# Any apps or GPS units that track time in/out of places?



## Maleko (Sep 20, 2004)

looking for something that will show time,date arrival at lots with time spent there , time out etc...

I've googled to death and it only seems that a paid 2nd party that does this. 

I know writing down dates ,time conditions etc..

Just looking for something solid that shows proof trucks were at a location and Time spent there.

Anyone using such a thing?

Thanks for the ideas in advance. 
Maleko


----------



## leolkfrm (Mar 11, 2010)

http://www.plowsite.com/search/1098077/?q=gps+tracking&o=date&c[node]=9


----------



## John_DeereGreen (Jan 2, 2011)

We have GPS from Vector Security on all our trucks. Gives closest address, arrival time, departure time, number of stops, all kinds of crap. Can do printouts of literally any given time frame, maps of routes taken, with stops, etc. 

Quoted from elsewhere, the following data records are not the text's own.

PR #586, opened 2026-05-11
Pre-clean macOS .DS_Store / AppleDouble sidecars before bundle extract

bdraco:

User-reported: after cancelling a remote install, the next
`submit_job` for the same device on the receiver fails with

```
[Errno 66] Directory not empty: PosixPath(
  '/Users/.../wD8XFQEYxwjRMhg.../apollo-r-pro-1-eth-5938e0/build'
)
```

The failure persisted across retries even after a 15s
wait, ruling out a subprocess-reap race.

## Root cause

macOS Finder / QuickLook re-creates `.DS_Store` inside
any directory it has viewed. The receiver-side build tree
under
`.esphome/.remote_builds/<dashboard>/<device>/build/`
ends up with a `.DS_Store` sidecar after the user (or any
indexing daemon) views it. Upstream
`esphome.bundle.prepare_bundle_for_compile` cleans the
non-preserved entries via `shutil.rmtree` before
extracting the new bundle:

```
scandir(build/) → [.DS_Store, <env>/]
unlink .DS_Store
rmtree <env>/ (5000+ files, multi-second)
rmdir build/   ← Finder re-created .DS_Store; rmdir → ENOTEMPTY
```

The Finder write happens during the multi-second
`shutil.rmtree(<env>/)` recursion, and lands before the
final `rmdir(build)`.

Confirmed locally — `ls -la build/` after the failure
showed exactly one entry: `.DS_Store` at the top of
`build/`, alongside the still-present `<env>/` subdir.
Once Finder stopped re-creating it, a manual
`shutil.rmtree(build/)` succeeded.

## Fix

Pre-clean `.DS_Store` and AppleDouble (`._<name>`)
sidecars under `target_dir` before handing off to
`prepare_bundle_for_compile`. Shrinks the race window —
Finder can still re-create the sidecar mid-walk, but with
the sidecar gone at the start, the upstream walk has the
full multi-second window to finish without one present,
and the few-ms `scandir → rmdir` window at the end is
unlikely to race a fresh Finder write.

```python
_strip_macos_metadata(target_dir)
extracted = prepare_bundle_for_compile(bundle_path, target_dir)
```

## Performance

- Uses `os.walk` (delegates to `os.scandir` for cached
  `d_type`), mirroring the pattern in
  `helpers/build_size.py`. ~tenths of a second on a
  typical 5000-entry ESP-IDF build vs. ~seconds for
  `Path.rglob` with its per-entry stat syscalls.
- Best-effort: per-file unlink failures are swallowed +
  debug-logged so a permission error doesn't block the
  install — upstream's cleanup walk is the real line of
  defence and would catch the same files anyway.
- Single `info` log at the end summarising sidecar count
  + elapsed time, so the operator sees the pre-clean
  effectiveness without a per-file log line drowning the
  signal on a 200+ folder build tree.

## Tests

Three new in `tests/test_remote_build_submit_job.py`:

- Removes `.DS_Store` / AppleDouble sidecars at every
  level under `target_dir`, leaving real files +
  directories alone.
- No-op when `target_dir` doesn't exist (first submit
  case).
- Swallows unlink errors (best-effort contract).
- 44 submit-job tests still pass.

- Bug surfaced in the local dev loop on macOS while
  testing the transparent install flow
  (esphome/device-builder#106).

## Types of changes

## Frontend coordination

## Checklist

### DIFF
--- a/esphome_device_builder/controllers/remote_build/submit_job.py
+++ b/esphome_device_builder/controllers/remote_build/submit_job.py
@@ -58,6 +58,8 @@ from __future__ import annotations
 import asyncio
 import binascii
 import logging
+import os
+import time
 from dataclasses import dataclass
 from pathlib import Path
 from typing import TYPE_CHECKING, Any, cast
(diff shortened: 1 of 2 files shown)


bdraco:
not needed. better fix coming

PR #595, opened 2026-05-11
DNM: Log upload-subprocess output + JOB_PROGRESS fires for progress-bar debugging

bdraco:

**DO NOT MERGE — diagnostic logging only.**

Adds temporary `[PROGRESS-DEBUG]` `_LOGGER.info` lines to investigate why the firmware-tasks progress bar doesn't animate during the local upload phase of a REMOTE install, despite the seam reset that landed in #580.

The hypothesis being tested: does the local `esphome upload --file <staged>` subprocess actually emit `espota2.ProgressBar`'s `\rUploading: [...] NN%` frames on its stdout pipe? Code inspection says yes — `perform_ota` unconditionally calls `ProgressBar.update` on every 8 KB chunk — but the observed log on the offloader side shows only `INFO Uploading <path>` and no progress frames at all.

Log lines added:

- `helpers._fire_job_progress` — logs every `JOB_PROGRESS` fire (`job_id`, `progress`)
- `helpers._ingest_output_line` — logs every parsed percent: whether it advanced the gauge or got clamped, with the source line (truncated to 200 chars via `%r` so `\r`/`\n` are visible)
- `remote_runner._fetch_and_run_local_upload` — logs the seam reset entry
- `remote_runner._run_upload_subprocess` — logs the subprocess spawn (cmd), every line yielded from the upload subprocess (with `%r` so frame boundaries are unambiguous), plus EOF + exit code + total line count

How to use:

1. `gh pr checkout` this branch on the offloader build server.
2. Restart the dashboard.
3. Trigger a REMOTE install whose progress bar would otherwise look frozen.
4. Grep the dashboard logs for `[PROGRESS-DEBUG]` and share the lines from `upload subprocess spawning` to `upload subprocess EOF`.

The result tells us:

- If we see `upload-line` entries with `\r`-prefixed `Uploading: NN%` content but no matching `parsed progress=` / `fire JOB_PROGRESS` → the parse path is dropping them (parser bug).
- If we see no `upload-line` entries between `spawning` and `EOF` → the subprocess's stdout pipe truly doesn't carry the ProgressBar frames (upstream `esphome` issue, not ours).
- If we see `fire JOB_PROGRESS` fires advancing 0→100 → the backend is correct and the bug is in the frontend's rendering of the upload phase.

- diagnostic for #580 followup; do not merge

## Types of changes

## Frontend coordination

## Checklist

### DIFF
--- a/esphome_device_builder/controllers/firmware/helpers.py
+++ b/esphome_device_builder/controllers/firmware/helpers.py
@@ -338,6 +338,7 @@ def _fire_job_progress(job: FirmwareJob, bus: EventBus, progress: int) -> None:
     where it's readable.
     """
     job.progress = progress
+    _LOGGER.info("[PROGRESS-DEBUG] fire JOB_PROGRESS job_id=%s progress=%s", job.job_id, progress)
     payload: JobProgressData = {"job_id": job.job_id, "progress": progress}
     bus.fire(EventType.JOB_PROGRESS, payload)
 
@@ -379,6 +380,20 @@ def _ingest_output_line(job: FirmwareJob, bus: EventBus, line: str) -> None:
     out_payload: JobOutputData = {"job_id": job.job_id, "line": line}
     bus.fire(EventType.JOB_OUTPUT, out_payload)
     progress = _parse_progress(line)
-    if progress is None or progress <= (job.progress or 0):
+    if progress is None:
         return
+    if progress <= (job.progress or 0):
+        _LOGGER.info(
+            "[PROGRESS-DEBUG] clamped parsed=%s current=%s line=%r",
+            progress,
+            job.progress,
+            line[:200],
+        )
+        return
+    _LOGGER.info(
+        "[PROGRESS-DEBUG] parsed progress=%s (was %s) line=%r",
+        progress,
+        job.progress,
+        line[:200],
+    )
     _fire_job_progress(job, bus, progress)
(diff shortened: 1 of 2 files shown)


bdraco:
Looks like a regression in ESPHome dev .. not here

bdraco:
Closing — the diagnostic logging served its purpose. Root cause turned out to be upstream in esphome, not in device-builder:

`esphome/helpers.py:ProgressBar` (added in esphome/esphome#14678) gates the entire output on `self.stream.isatty()`. When any dashboard (device-builder, legacy `esphome.dashboard`, future tooling) spawns `esphome upload` with `stdout=PIPE, stderr=STDOUT`, the child's stderr isn't a TTY, `enabled` is `False`, every `update()` early-returns, and zero `\rUploading: NN%` frames reach our `iter_lines_with_progress` reader. The dashboard-side seam reset from #580 still does its job — there's just nothing on the wire afterward to advance the gauge.

Empirical confirmation captured inside the HA addon: same `cat -A` capture shows every `_LOGGER.info` line present (`INFO Connecting...`, `INFO Uploading <path>`, `INFO Upload took ...`) and zero `^MUploading: NN%` chunks between `Connected` and `Upload took`. A standalone probe that calls `ProgressBar` directly on a piped stderr in the same container reproduces the empty output without any networking involved.

Fix needs to land upstream — write-up at `fix_progress_bar.md` in the working tree (one-line behavioural change to `ProgressBar.__init__`, three pytest cases for the regression matrix, no device-builder changes once it ships). Once that upstream PR merges and reaches an `esphome` release the addon picks up, the firmware-tasks progress bar will animate without further work on this side.

PR #1175, opened 2026-06-04
Scope find_by_pio_board to the device's platform

bdraco:

Scopes `BoardCatalog.find_by_pio_board` to the device's ESPHome platform.

`find_by_pio_board` matched purely on the PlatformIO board string (`esphome.board`), which is platform-blind. nRF52 and rp2040 both ship a board called `adafruit_itsybitsy` (ESPHome's `nrf52` `BOARDS_ZEPHYR` and `rp2040` `BOARDS` each define it). So a device with `nrf52:\n  board: adafruit_itsybitsy` resolved to the **rp2040** catalog entry and the editor served its `GPIOn` pins — which ESPHome's nRF52 pin validator rejects (`components/nrf52/gpio.py::_translate_pin`). That violates the project's "never generate invalid configs" principle.

This adds an optional `platform` filter to `find_by_pio_board` and passes it at the two callers (`devices/metadata.py`, `devices/mutations_create.py`) — both already parse the platform from the YAML via `parse_platform_from_yaml`, so it's just wiring an existing value through. A scoped miss returns `None`, so the existing fallback ladder runs (`find_by_platform_variant`, then a free-text pin field) rather than handing back a wrong-platform entry. Unscoped calls are unchanged (back-compat).

Surfaced by the review on #1174 (nRF52 board pins). No board generation change here; this is the resolution-side fix that lets a shared PlatformIO board string resolve correctly per platform.

- fixes <link to issue>

## Types of changes

## Frontend coordination

None. The frontend resolves a device's board via the backend-supplied `board_id` → `getBoard(board_id)` (id-keyed); it does no pio-string matching of its own, and `renderPinField` already falls back to a free-text pin field when there's no board/pins. So a scoped miss degrades correctly with no frontend change.

## Checklist

### DIFF
--- a/esphome_device_builder/controllers/boards.py
+++ b/esphome_device_builder/controllers/boards.py
@@ -122,13 +122,25 @@ class BoardCatalog:
                 return board
         return None
 
-    def find_by_pio_board(self, pio_board: str, pio_variant: str = "") -> BoardCatalogIndex | None:
+    def find_by_pio_board(
+        self,
+        pio_board: str,
+        pio_variant: str = "",
+        platform: Platform | str | None = None,
+    ) -> BoardCatalogIndex | None:
         """
         Find a board by its PlatformIO board id, preferring a matching variant.
 
         Returns the slim index entry; the caller fetches the full
         body via :meth:`get_board` when it needs pins /
         featured_components / default_components.
+
+        ``platform`` scopes the match to one ESPHome platform. nRF52 and rp2040
+        both ship a PlatformIO board called ``adafruit_itsybitsy``; without the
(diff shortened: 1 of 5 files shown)


bdraco:
Thanks @esphbot — addressed the consistency nit in 8ab1b989. Went with the "drop the redundant guard" direction rather than mirroring it: `BoardEsphomeConfig.platform` is a required, non-nullable field, so `find_by_platform_variant`'s `b.esphome.platform and ...` was dead defensive code. Removed it so both platform filters read identically (`b.esphome.platform.value == platform`) and neither implies the field can be `None`. 435 tests still pass.

PR #1179, opened 2026-06-04
Extract DevicesController collaborator wiring into _wiring.py

esphbot:

**What:** Extract `DevicesController`'s background-collaborator construction
out of the 995-line controller god-module into a dedicated
`_wiring.wire_collaborators` free function.

**Why:** `controllers/devices/controller.py` is the package's largest module
and well over the 800-line soft cap. The single biggest non-delegator block
was the ~110-line `__init__` wiring graph — construction order plus the long
comments justifying each handle. Isolating it makes the controller body the
command surface it should be and gives the wiring one cohesive home.

**How:**
- New `_wiring.py` builds the scanner / state-monitor / reachability-tracker
  / MQTT-coordinator / build-size-refresher / metadata-store graph; `__init__`
  is now its own state plus a single `wire_collaborators(self)` call.
- Construction order and the bound-method capture
  (`is_ignored=self.state.ignored_devices.__contains__`) are preserved exactly.
- Constructed handles are declared as class-body annotations so the type
  checker still sees the controller's attribute surface; the collaborator
  imports move under `TYPE_CHECKING`.
- Drop a dead duplicate of `_REGEN_FAILURE_TTL_SECONDS` (the live copy lives
  in `storage_regen.py`).

No API, runtime, or behaviour change. `controller.py` 995 → 897 lines.

## Types of changes

## Frontend coordination

## Checklist

---

Tested: full `tests/controllers/devices/` (409 passed) plus
`tests/controllers/firmware/` + `tests/e2e` (506 passed; the 2 `e2e`
`*_compile_download` failures are the network-dependent compile tests that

It does way more than I know how to use, my wife watches it a lot closer than I do for our maintenance crews. 

$25 a month per truck, I think the transponders are like $200 each up front one time.


----------



## JustJeff (Sep 9, 2009)

CalAmp will. It's a free App that can be downloaded on phones. But, the driver would have to clock in and out at each site. The App also has the ability to take pictures for each site.


----------



## seville009 (Sep 9, 2002)

I know an Iphone will track where you've been automatically unless you shut that feature off. Think it updates every five minutes or something like that. Obviously you would need an Iphone and cellular service to do it. 

Another option would be a dash cam that is, of course, on and has a date and time stamp.


----------



## ktfbgb (Jan 31, 2016)

seville009 said:


> I know an Iphone will track where you've been automatically unless you shut that feature off. Think it updates every five minutes or something like that. Obviously you would need an Iphone and cellular service to do it.
> 
> Another option would be a dash cam that is, of course, on and has a date and time stamp.


Go pro cameras have the date and time on them. I really want one. So much so that I may wait to do the led strobe package for my truck that want. Not only does it prove site conditions and date and time stamp, but you have irrefutable evidence if some yahoo causes a wreck in front of you, or some drunk stumbles out from behind a dark building right in front of you etc. I think it could really help if you have an insurance claim.


----------



## Mark Oomkes (Dec 10, 2000)

John_DeereGreen said:


> We have GPS from Vector Security on all our trucks. Gives closest address, arrival time, departure time, number of stops, all kinds of crap. Can do printouts of literally any given time frame, maps of routes taken, with stops, etc.
> 
> It does way more than I know how to use, my wife watches it a lot closer than I do for our maintenance crews.
> 
> $25 a month per truck, I think the transponders are like $200 each up front one time.


Do they do winter only packages? Or is it 12 months a year?


----------



## Defcon 5 (Mar 20, 2014)

Mark Oomkes said:


> Do they do winter only packages? Or is it 12 months a year?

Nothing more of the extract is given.